WHAT YOU ARE ASKED TO DO:
Take the data below and filter it for lines containing the word "tricks"; show each line found.

======== THE INPUT ========

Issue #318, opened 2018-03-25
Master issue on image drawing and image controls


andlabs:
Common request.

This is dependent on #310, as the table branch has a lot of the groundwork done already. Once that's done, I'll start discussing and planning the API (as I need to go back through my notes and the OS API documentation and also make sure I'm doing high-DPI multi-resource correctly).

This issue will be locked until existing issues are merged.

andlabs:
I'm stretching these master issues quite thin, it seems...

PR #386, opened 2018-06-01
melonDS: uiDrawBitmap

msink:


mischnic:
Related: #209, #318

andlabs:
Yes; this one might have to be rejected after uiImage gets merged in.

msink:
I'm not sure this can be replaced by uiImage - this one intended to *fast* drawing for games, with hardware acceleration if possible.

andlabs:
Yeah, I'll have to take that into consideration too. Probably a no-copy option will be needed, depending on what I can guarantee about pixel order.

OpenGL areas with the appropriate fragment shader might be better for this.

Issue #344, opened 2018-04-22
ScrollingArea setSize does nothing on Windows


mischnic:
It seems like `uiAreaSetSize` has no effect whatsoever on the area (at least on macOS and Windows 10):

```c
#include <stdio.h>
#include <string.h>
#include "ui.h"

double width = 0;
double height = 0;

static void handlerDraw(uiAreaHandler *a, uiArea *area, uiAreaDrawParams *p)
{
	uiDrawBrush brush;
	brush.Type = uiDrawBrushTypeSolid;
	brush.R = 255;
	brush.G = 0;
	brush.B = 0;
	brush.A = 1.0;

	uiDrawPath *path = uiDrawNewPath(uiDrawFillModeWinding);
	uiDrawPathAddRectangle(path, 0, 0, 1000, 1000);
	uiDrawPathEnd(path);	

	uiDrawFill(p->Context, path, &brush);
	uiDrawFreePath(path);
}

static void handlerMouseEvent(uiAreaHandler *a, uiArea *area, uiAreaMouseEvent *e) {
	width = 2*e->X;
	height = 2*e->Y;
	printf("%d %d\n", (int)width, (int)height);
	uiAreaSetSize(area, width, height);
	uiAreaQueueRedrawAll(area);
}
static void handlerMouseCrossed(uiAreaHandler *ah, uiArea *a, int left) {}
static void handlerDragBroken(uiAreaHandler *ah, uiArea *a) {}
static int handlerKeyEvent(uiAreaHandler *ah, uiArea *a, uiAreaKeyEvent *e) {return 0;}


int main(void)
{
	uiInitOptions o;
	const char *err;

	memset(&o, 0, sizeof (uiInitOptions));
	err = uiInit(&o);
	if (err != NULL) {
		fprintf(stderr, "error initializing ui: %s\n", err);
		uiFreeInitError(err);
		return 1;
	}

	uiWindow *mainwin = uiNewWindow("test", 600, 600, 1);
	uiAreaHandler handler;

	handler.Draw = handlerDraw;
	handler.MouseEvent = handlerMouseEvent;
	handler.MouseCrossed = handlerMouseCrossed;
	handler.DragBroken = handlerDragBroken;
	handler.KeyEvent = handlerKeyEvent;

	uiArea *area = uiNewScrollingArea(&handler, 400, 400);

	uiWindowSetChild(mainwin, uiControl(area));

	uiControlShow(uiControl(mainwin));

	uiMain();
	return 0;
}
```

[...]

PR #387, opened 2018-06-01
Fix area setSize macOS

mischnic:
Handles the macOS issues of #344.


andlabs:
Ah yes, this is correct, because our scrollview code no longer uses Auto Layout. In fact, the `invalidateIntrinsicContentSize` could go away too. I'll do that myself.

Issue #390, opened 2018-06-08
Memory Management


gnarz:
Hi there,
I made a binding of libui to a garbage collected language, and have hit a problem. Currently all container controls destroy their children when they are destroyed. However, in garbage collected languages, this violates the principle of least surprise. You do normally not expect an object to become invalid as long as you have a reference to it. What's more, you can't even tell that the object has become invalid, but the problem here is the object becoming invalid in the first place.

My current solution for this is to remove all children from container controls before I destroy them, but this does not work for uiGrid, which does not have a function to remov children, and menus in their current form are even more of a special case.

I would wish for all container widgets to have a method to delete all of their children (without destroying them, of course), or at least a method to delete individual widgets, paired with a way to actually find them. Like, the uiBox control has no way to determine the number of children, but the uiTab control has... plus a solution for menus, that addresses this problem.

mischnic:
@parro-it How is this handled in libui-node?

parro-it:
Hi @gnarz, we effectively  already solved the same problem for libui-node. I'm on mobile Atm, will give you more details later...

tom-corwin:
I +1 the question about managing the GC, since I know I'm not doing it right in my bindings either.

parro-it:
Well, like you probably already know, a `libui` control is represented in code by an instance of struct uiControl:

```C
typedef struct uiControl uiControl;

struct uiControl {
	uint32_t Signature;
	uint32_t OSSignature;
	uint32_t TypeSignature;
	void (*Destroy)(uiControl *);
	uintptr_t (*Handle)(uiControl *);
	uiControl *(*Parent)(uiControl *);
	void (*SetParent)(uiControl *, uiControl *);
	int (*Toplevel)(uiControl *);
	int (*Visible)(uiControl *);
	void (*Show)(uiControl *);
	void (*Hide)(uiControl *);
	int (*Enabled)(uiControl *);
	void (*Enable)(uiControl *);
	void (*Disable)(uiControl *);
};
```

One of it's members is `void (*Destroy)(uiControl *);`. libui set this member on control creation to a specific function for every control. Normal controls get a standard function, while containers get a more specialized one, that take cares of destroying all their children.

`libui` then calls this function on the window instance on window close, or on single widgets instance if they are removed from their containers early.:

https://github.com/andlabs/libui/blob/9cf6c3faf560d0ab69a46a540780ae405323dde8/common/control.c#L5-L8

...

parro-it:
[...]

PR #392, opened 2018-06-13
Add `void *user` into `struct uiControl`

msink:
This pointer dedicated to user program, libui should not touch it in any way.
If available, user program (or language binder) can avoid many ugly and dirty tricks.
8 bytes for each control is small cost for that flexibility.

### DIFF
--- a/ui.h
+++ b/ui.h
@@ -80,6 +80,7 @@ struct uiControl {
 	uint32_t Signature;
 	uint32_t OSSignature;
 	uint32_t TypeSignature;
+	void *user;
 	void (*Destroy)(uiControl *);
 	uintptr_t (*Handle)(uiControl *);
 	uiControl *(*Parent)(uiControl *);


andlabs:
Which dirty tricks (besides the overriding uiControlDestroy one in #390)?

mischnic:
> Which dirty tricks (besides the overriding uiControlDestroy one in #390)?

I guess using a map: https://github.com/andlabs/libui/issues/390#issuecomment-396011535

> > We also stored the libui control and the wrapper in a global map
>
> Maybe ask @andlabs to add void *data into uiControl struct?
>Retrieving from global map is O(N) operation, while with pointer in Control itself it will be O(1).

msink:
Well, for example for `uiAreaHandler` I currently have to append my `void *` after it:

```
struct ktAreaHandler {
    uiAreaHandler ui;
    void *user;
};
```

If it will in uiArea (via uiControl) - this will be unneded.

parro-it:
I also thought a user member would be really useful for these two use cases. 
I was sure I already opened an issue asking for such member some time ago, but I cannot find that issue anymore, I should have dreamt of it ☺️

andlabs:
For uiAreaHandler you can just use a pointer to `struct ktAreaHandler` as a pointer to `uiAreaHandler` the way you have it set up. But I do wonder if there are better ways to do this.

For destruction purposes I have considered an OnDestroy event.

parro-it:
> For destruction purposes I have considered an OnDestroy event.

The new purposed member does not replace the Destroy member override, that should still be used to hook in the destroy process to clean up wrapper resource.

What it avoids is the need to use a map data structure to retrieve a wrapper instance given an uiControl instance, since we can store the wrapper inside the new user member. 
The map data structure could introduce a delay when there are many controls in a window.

========

EXPECTED ANSWER:
If available, user program (or language binder) can avoid many ugly and dirty tricks.
Which dirty tricks (besides the overriding uiControlDestroy one in #390)?
> Which dirty tricks (besides the overriding uiControlDestroy one in #390)?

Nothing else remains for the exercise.